*** Opening of RECORDS TO USE ***

PR #55, opened 2021-07-31
Add rst -> json conversion in export, add rst hashfile

Morilli:


cdragontoolbox/export.py
```diff
@@ -659,3 +662,31 @@ def convert(self, fin, output, path):
...
+        bit_mask = (1 << rstfile.hash_bits) - 1
+        hashes = {hash & bit_mask: value for hash, value in self.hashes.items()}
+        rst_json = {}
+        if rstfile.font_config:
+            rst_json["__fontconfig"] = rstfile.font_config
+        for key, value in rstfile.entries.items():
+            if key in hashes:
+                key = hashes[key]
+            rst_json[key] = value
+        rst_json["__version"] = rstfile.version
```
benoitryder, line 689: Since this is a newly defined JSON format we may avoid the `__special` entries and just put the actual map into its dedicated entry.
Somethink like this
```
{
  "entries": {"some_key": "Some translation", ...},
  ...
}
```

Also, I wonder if we should include `fontconfig` and `version`. `fontconfig` is some obscure blob, not really parsed. And `version` is only relevant for parsing AFAIK, so we don't really need it at this point.

We could decide to add them in the future if they prove to be useful; but it could be wiser to not commit to much on the format for now.

cdragontoolbox/export.py
```diff
@@ -659,3 +662,31 @@ def convert(self, fin, output, path):
...
+
+        with write_file_or_remove(output_path) as fout:
+            fout.write(json.dumps(rst_json, ensure_ascii=False).encode('utf-8'))
```
benoitryder, line 692: To avoid superfluous conversions, open the file as binary:
```py
        with write_file_or_remove(output_path, True) as fout:
            fout.write(json.dumps(rst_json, ensure_ascii=False))
```

benoitryder (changes requested):

cdragontoolbox/export.py
```diff
@@ -422,6 +424,7 @@ def _create_exporter(self, patch):
             ImageConverter(('.dds', '.tga')),
             BinConverter(re.compile(r'game/.*\.bin$'), btype_version),
             SknConverter(),
+            RstConverter(re.compile(r'game/data/menu/.*\.(txt|stringtable)$'))
```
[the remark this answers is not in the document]
Morilli: `data/menu/bootstrap_en_us.stringtable` for example, in `Bootstrap.wad.client`.
I believe they added those after version 2 of RST, aka the binary format.
I guess `.stringtable` is the "correct" extension, but because they kept the original (.txt) ones and didn't rename them, we must use this somewhat ugly heuristic to catch the `data/menu/fontconfig_en_us.txt` and similar as well.

cdragontoolbox/export.py
Morilli: I specifically added `version` because of the hash. For version 4, we have 39 bits, and for version 3 and lower 40 bits.
It's impossible to know whether a hash has the 40s bit set to 0 or is a 39-bit length hash just by looking at the number, which is what I'm mainly targeting with this thing.
Including fontconfig is also mainly for not losing information that was originally in the binary file.

cdragontoolbox/export.py
Morilli: Actually looking at it, it seems binary mode is the default and setting it to `False` could save me the `.encode('utf-8')`. Although that is working for me, I'm not sure it's save in regards to locales and stuff because I have no idea what happens when a file gets written to in non-binary mode...

benoitryder: Oh sorry, I forgot it was the default and read your code backwards. :(

Using `False` should be a bit better as it will encode on-the-fly in the `write()` call instead of encoding the whole string at once.
But more importantly, it avoids juggling with encoding in this part of the code, which is cleaner.

cdragontoolbox/export.py
benoitryder: Ok for `version`. For `fontconfig` we can keep it as it is... and maybe rework it one day. But since I doubt anyone will be using it anyway, that would be safer to just not put it. Anyone is interested can parse the original file.

Morilli: I guess I'll just the fontconfig then. It only exists for old files and seems to contain outdated information (always `[FontConfig "English"]` for all languages) anyway.

cdragontoolbox/export.py
```diff
@@ -659,3 +661,28 @@ def convert(self, fin, output, path):
...
+    def convert(self, fin, output, path):
+        output_path = os.path.join(output, path + '.json')
+        rstfile = RstFile(fin)
+        hashes = {key_to_rsthash(hash, rstfile.hash_bits): value for hash, value in self.hashes.items()}
+        rst_json = {"entries": {}}
+        for key, value in rstfile.entries.items():
+            if key in hashes:
+                key = hashes[key]
+            rst_json["entries"][key] = value
+        rst_json["version"] = rstfile.version
```
benoitryder, line 685: You could initialize this value right when initializing `rst_json`.

cdragontoolbox/export.py
```diff
@@ -659,3 +661,28 @@ def convert(self, fin, output, path):
...
+
+    def convert(self, fin, output, path):
+        output_path = os.path.join(output, path + '.json')
+        rstfile = RstFile(fin)
+        hashes = {key_to_rsthash(hash, rstfile.hash_bits): value for hash, value in self.hashes.items()}
+        rst_json = {"entries": {}}
+        for key, value in rstfile.entries.items():
+            if key in hashes:
+                key = hashes[key]
+            rst_json["entries"][key] = value
```
benoitryder, line 684: I overlooked this at first, but you should use the same format as usual for unresolved hashes:
```py
if key in hashes:
    key = hashes[key]
else:
    key = f"{{{key:10x}}}"
```
Note: I used `10x` assuming 10 hex digit max.

benoitryder (changes requested):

*** Close of RECORDS TO USE ***

TASK DETAILS: Repeat the listing. Keep each line precisely as shown.

TASK ANSWER:
PR #55, opened 2021-07-31
Add rst -> json conversion in export, add rst hashfile

Morilli:


cdragontoolbox/export.py
```diff
@@ -659,3 +662,31 @@ def convert(self, fin, output, path):
...
+        bit_mask = (1 << rstfile.hash_bits) - 1
+        hashes = {hash & bit_mask: value for hash, value in self.hashes.items()}
+        rst_json = {}
+        if rstfile.font_config:
+            rst_json["__fontconfig"] = rstfile.font_config
+        for key, value in rstfile.entries.items():
+            if key in hashes:
+                key = hashes[key]
+            rst_json[key] = value
+        rst_json["__version"] = rstfile.version
```
benoitryder, line 689: Since this is a newly defined JSON format we may avoid the `__special` entries and just put the actual map into its dedicated entry.
Somethink like this
```
{
  "entries": {"some_key": "Some translation", ...},
  ...
}
```

Also, I wonder if we should include `fontconfig` and `version`. `fontconfig` is some obscure blob, not really parsed. And `version` is only relevant for parsing AFAIK, so we don't really need it at this point.

We could decide to add them in the future if they prove to be useful; but it could be wiser to not commit to much on the format for now.

cdragontoolbox/export.py
```diff
@@ -659,3 +662,31 @@ def convert(self, fin, output, path):
...
+
+        with write_file_or_remove(output_path) as fout:
+            fout.write(json.dumps(rst_json, ensure_ascii=False).encode('utf-8'))
```
benoitryder, line 692: To avoid superfluous conversions, open the file as binary:
```py
        with write_file_or_remove(output_path, True) as fout:
            fout.write(json.dumps(rst_json, ensure_ascii=False))
```

benoitryder (changes requested):

cdragontoolbox/export.py
```diff
@@ -422,6 +424,7 @@ def _create_exporter(self, patch):
             ImageConverter(('.dds', '.tga')),
             BinConverter(re.compile(r'game/.*\.bin$'), btype_version),
             SknConverter(),
+            RstConverter(re.compile(r'game/data/menu/.*\.(txt|stringtable)$'))
```
[the remark this answers is not in the document]
Morilli: `data/menu/bootstrap_en_us.stringtable` for example, in `Bootstrap.wad.client`.
I believe they added those after version 2 of RST, aka the binary format.
I guess `.stringtable` is the "correct" extension, but because they kept the original (.txt) ones and didn't rename them, we must use this somewhat ugly heuristic to catch the `data/menu/fontconfig_en_us.txt` and similar as well.

cdragontoolbox/export.py
Morilli: I specifically added `version` because of the hash. For version 4, we have 39 bits, and for version 3 and lower 40 bits.
It's impossible to know whether a hash has the 40s bit set to 0 or is a 39-bit length hash just by looking at the number, which is what I'm mainly targeting with this thing.
Including fontconfig is also mainly for not losing information that was originally in the binary file.

cdragontoolbox/export.py
Morilli: Actually looking at it, it seems binary mode is the default and setting it to `False` could save me the `.encode('utf-8')`. Although that is working for me, I'm not sure it's save in regards to locales and stuff because I have no idea what happens when a file gets written to in non-binary mode...

benoitryder: Oh sorry, I forgot it was the default and read your code backwards. :(

Using `False` should be a bit better as it will encode on-the-fly in the `write()` call instead of encoding the whole string at once.
But more importantly, it avoids juggling with encoding in this part of the code, which is cleaner.

cdragontoolbox/export.py
benoitryder: Ok for `version`. For `fontconfig` we can keep it as it is... and maybe rework it one day. But since I doubt anyone will be using it anyway, that would be safer to just not put it. Anyone is interested can parse the original file.

Morilli: I guess I'll just the fontconfig then. It only exists for old files and seems to contain outdated information (always `[FontConfig "English"]` for all languages) anyway.

cdragontoolbox/export.py
```diff
@@ -659,3 +661,28 @@ def convert(self, fin, output, path):
...
+    def convert(self, fin, output, path):
+        output_path = os.path.join(output, path + '.json')
+        rstfile = RstFile(fin)
+        hashes = {key_to_rsthash(hash, rstfile.hash_bits): value for hash, value in self.hashes.items()}
+        rst_json = {"entries": {}}
+        for key, value in rstfile.entries.items():
+            if key in hashes:
+                key = hashes[key]
+            rst_json["entries"][key] = value
+        rst_json["version"] = rstfile.version
```
benoitryder, line 685: You could initialize this value right when initializing `rst_json`.

cdragontoolbox/export.py
```diff
@@ -659,3 +661,28 @@ def convert(self, fin, output, path):
...
+
+    def convert(self, fin, output, path):
+        output_path = os.path.join(output, path + '.json')
+        rstfile = RstFile(fin)
+        hashes = {key_to_rsthash(hash, rstfile.hash_bits): value for hash, value in self.hashes.items()}
+        rst_json = {"entries": {}}
+        for key, value in rstfile.entries.items():
+            if key in hashes:
+                key = hashes[key]
+            rst_json["entries"][key] = value
```
benoitryder, line 684: I overlooked this at first, but you should use the same format as usual for unresolved hashes:
```py
if key in hashes:
    key = hashes[key]
else:
    key = f"{{{key:10x}}}"
```
Note: I used `10x` assuming 10 hex digit max.

benoitryder (changes requested):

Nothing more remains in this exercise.